PR #138, opened 2020-04-07
Feature/clang tidy

### LINKED ISSUE #109: Reduce the number of compiler warnings

JonasGilg:
This pull requests adds clang-tidy checks to the project and resolves all warnings emited by clang-tidy.

Currently the following check suites are enabled:
- bugprone
- cert
- clang-analyzer
- cppcoreguidelines
- google
- hicpp
- misc
- modernize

################

▶ About this task:
Where does the string "warnings" appear in the records above? Return every line that holds it.

▶ Answer for the task:
### LINKED ISSUE #109: Reduce the number of compiler warnings
This pull requests adds clang-tidy checks to the project and resolves all warnings emited by clang-tidy.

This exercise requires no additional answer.